Re: [Patch v3 1/9] KVM: x86/mmu: Repurpose KVM MMU shrinker to purge shadow page caches

public inbox for kvm@vger.kernel.org
 help / color / mirror / Atom feed

From: Sean Christopherson <seanjc@google.com>
To: Vipin Sharma <vipinsh@google.com>
Cc: David Matlack <dmatlack@google.com>,
	pbonzini@redhat.com, bgardon@google.com, kvm@vger.kernel.org,
	linux-kernel@vger.kernel.org
Subject: Re: [Patch v3 1/9] KVM: x86/mmu: Repurpose KVM MMU shrinker to purge shadow page caches
Date: Wed, 18 Jan 2023 17:43:46 +0000	[thread overview]
Message-ID: <Y8gv0srYi+6PvJml@google.com> (raw)
In-Reply-To: <CAHVum0cZtDYZN2bD3TZgUNpcWiy2-Qkw1mb40syut_2kkR=Agg@mail.gmail.com>

@all, trim your replies!

On Tue, Jan 03, 2023, Vipin Sharma wrote:
> On Tue, Jan 3, 2023 at 10:01 AM Vipin Sharma <vipinsh@google.com> wrote:
> >
> > On Thu, Dec 29, 2022 at 1:55 PM David Matlack <dmatlack@google.com> wrote:
> > > > @@ -6646,66 +6690,49 @@ void kvm_mmu_invalidate_mmio_sptes(struct kvm *kvm, u64 gen)
> > > >  static unsigned long
> > > >  mmu_shrink_scan(struct shrinker *shrink, struct shrink_control *sc)
> > > >  {
> > > > -     struct kvm *kvm;
> > > > -     int nr_to_scan = sc->nr_to_scan;
> > > > +     struct kvm_mmu_memory_cache *cache;
> > > > +     struct kvm *kvm, *first_kvm = NULL;
> > > >       unsigned long freed = 0;
> > > > +     /* spinlock for memory cache */
> > > > +     spinlock_t *cache_lock;
> > > > +     struct kvm_vcpu *vcpu;
> > > > +     unsigned long i;
> > > >
> > > >       mutex_lock(&kvm_lock);
> > > >
> > > >       list_for_each_entry(kvm, &vm_list, vm_list) {
> > > > -             int idx;
> > > > -             LIST_HEAD(invalid_list);
> > > > -
> > > > -             /*
> > > > -              * Never scan more than sc->nr_to_scan VM instances.
> > > > -              * Will not hit this condition practically since we do not try
> > > > -              * to shrink more than one VM and it is very unlikely to see
> > > > -              * !n_used_mmu_pages so many times.
> > > > -              */
> > > > -             if (!nr_to_scan--)
> > > > +             if (first_kvm == kvm)
> > > >                       break;
> > > > -             /*
> > > > -              * n_used_mmu_pages is accessed without holding kvm->mmu_lock
> > > > -              * here.
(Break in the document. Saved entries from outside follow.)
PR #2569, opened 2019-10-09
Parse and beautify more routes in activity log

### LINKED ISSUE #2528: Extend the Audit Log parser / beautifier
Audit Log entries mostly show RAW data in the current state of the audit log.

The log is recording all the necessary data to provide useful info to the users, but these routes / action combinations need to be "beautified".

There is already a working example with the entity / document routes, but this needs to be expanded for a lot of usual routes like relationships, pages, and many others.  

This is designed to compute at run-time, so there is no need of data migrations.  Just keep on expanding the parser with new routes until most everything has a semantic presence in the log, instead of the RAW data.

habbes:
fixes #2528 

PR checklist:
- [ ] Update READ.me ?

QA checklist:
- [ ] Test for side effects
- [ ] UI responsiveness
- [ ] Cross browser testing
- [ ] Code review

### DIFF
--- a/app/api/activitylog/activitylogMiddleware.js
+++ b/app/api/activitylog/activitylogMiddleware.js
@@ -2,7 +2,11 @@ import activitylog from './activitylog';
 
 const ignorelist = [
   'POST/api/users',
-  'POST/api/login'
+  'POST/api/login',
+  'POST/api/contact',
+  'POST/api/unlockaccount',
+  'POST/api/resetpassword',
+  'POST/api/recoverpassword'
 ];
 
 export default (req, res, next) => {
--- a/app/api/activitylog/activitylogParser.js
+++ b/app/api/activitylog/activitylogParser.js
@@ -1,5 +1,6 @@
 import templates from 'api/templates';
 import entities from 'api/entities';
+import semanticSearchModel from 'api/semanticsearch/model';
 import { allLanguages } from 'shared/languagesList';
 
 const methods = {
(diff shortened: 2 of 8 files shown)


habbes:
Still a work in progress.

habbes:
I believed I have "beautified" all the relevant routes for the activity log.
Here are some things to note when reviewing this:
- I excluded the following routes from the activity log because they contain sensitive data: `/api/unlockaccount`, `/api/recoverpassword`, `/api/resetpassword`
- I also excluded `/api/contact` from the activity log. But maybe it was intentional to include it in the activity log? What do you think? Should I revert this change?
- I **did not** exclude `/api/users/new`, I think it's useful to know when new users were added. However this route might include the initial password that the admin set for the new user. What do you think?
- The activity log does not save the body of upload requests, this means that it's not possible which document was getting uploaded to, or which attachment was getting uploaded. In such cases I only populated the `description` of the semantic log, but not the `name`.
- I used generic descriptions for bulk operations (i.e. bulk delete, entities multiupdate, bulk relationships, settings) and did not populate the `name` field, even when the operation included only 1 or 0 elements
- I "beautified" `/api/references` logs but did not add a lot of details to them since they are not used anymore since `/api/relationships/bulk` was introduced
- removed trailing slashes from semantic search calls from the client, which prevented the urls from being picked up by the beautifier

daneryl:
LGTM, some logs will need improvement in the future like settings and relationships, but for that we will probably need to improve how this endpoints work, for instance if we split the settings  we will be able to get better log info here, but for now i think this is great !, @RafaPolit ??

PR #2571, opened 2019-10-10
Allow Typescript in Uwazi

bdittes:
This PR configures babel, webpack and jest to handle .ts files in Uwazi.

Changes are quite light, except:
 - all runners (dev-server, production build etc.) need to run through babel (they probably should have done that even before this change)
 --> 'build-production' now creates the prod/ dir with the full compiled and webpack'd app
 --> dev-server and ad-hoc runs (like migrate) use babel-node

The first upgraded js file is app/shared/languagesList.ts (in order to test client and server integration).

Tested: yarn test, yarn hot, yarn e2e

PR checklist:
- [ ] Update READ.me ? no need
- [ ] Update API documentation ? no need

QA checklist:
- [ ] Test for side effects
- [ ] UI responsiveness
- [ ] Cross browser testing
- [ ] Code review


daneryl:
@bdittes this is great thanks!

>  Changes are quite light, except:
> 
> all runners (dev-server, production build etc.) need to run through babel (they probably should have done that even before this change)
> --> 'build-production' now creates the prod/ dir with the full compiled and webpack'd app
> --> dev-server and ad-hoc runs (like migrate) use babel-node

all runners were running through babel using babel-register instead of babel-node through the `run.js` script, probably for the change for ts this will work `require("@babel/register")({ extensions: ['.js', '.jsx', '.ts'] });`
dont know what is good practice here, babel-node or register, if we go to babel-babe node i guess we need to remove the run.js script as it is redundant, if we go to register we can remove babel-node and just configure it on the require.

i think we should add on this pr support for [eslint on typescript](https://www.npmjs.com/package/@typescript-eslint/parser) ? maybe think about the rules or ruleset for ts later, what you think ?

bdittes:
Sounds good, I'll make up my mind about node VS register and add basic eslint rules.

PR #2573, opened 2019-10-11
support vscode debugging of jest and hot

bdittes:
Configures the repository to allow vscode import resolution, debug jest tests and attach to an instance started with 'yarn hot'.

PR checklist:
- [ ] Update READ.me ? no need
- [ ] Update API documentation ? no need

QA checklist:
- [ ] Test for side effects
- [ ] UI responsiveness
- [ ] Cross browser testing
- [ ] Code review


daneryl:
@bdittes jest debug not working, it requires we have babel-node on launch.json, it is working for me if i remove "runtimeExecutable" and "runtimeArgs", so i guess instead running jest, will this work on ts filess properly as jest uses babel-jest and babel will be configured with ts-preset ? or we just add babel-node as dependency ?

bdittes:
Removed babel-node. I'll ckeck the debug in the typescript PR after this is merged, but yarn test worked out if the box there, so it should be fine.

We may skip a VM instance errorneosly, but we do not
> > > > -              * want to shrink a VM that only started to populate its MMU
> > > > -              * anyway.
> > > > -              */
> > > > -             if (!kvm->arch.n_used_mmu_pages &&
> > > > -                 !kvm_has_zapped_obsolete_pages(kvm))
> > > > -                     continue;
> > > > +             if (!first_kvm)
> > > > +                     first_kvm = kvm;
> > > > +             list_move_tail(&kvm->vm_list, &vm_list);
> > > >
> > > > -             idx = srcu_read_lock(&kvm->srcu);
> > > > -             write_lock(&kvm->mmu_lock);
> > > > +             kvm_for_each_vcpu(i, vcpu, kvm) {
> > >
> > > What protects this from racing with vCPU creation/deletion?
> > >
> 
> vCPU deletion:
> We take kvm_lock in mmu_shrink_scan(), the same lock is taken in
> kvm_destroy_vm() to remove a vm from vm_list. So, once we are
> iterating vm_list we will not see any VM removal which will means no
> vcpu removal.
> 
> I didn't find any other code for vCPU deletion except failures during
> VM and VCPU set up. A VM is only added to vm_list after successful
> creation.

Yep, KVM doesn't support destroying/freeing a vCPU after it's been added.

> vCPU creation:
> I think it will work.
> 
> kvm_vm_ioctl_create_vcpus() initializes the vcpu, adds it to
> kvm->vcpu_array which is of the type xarray and is managed by RCU.
> After this online_vcpus is incremented. So, kvm_for_each_vcpu() which
> uses RCU to read entries, if it sees incremented online_vcpus value
> then it will also sees all of the vcpu initialization.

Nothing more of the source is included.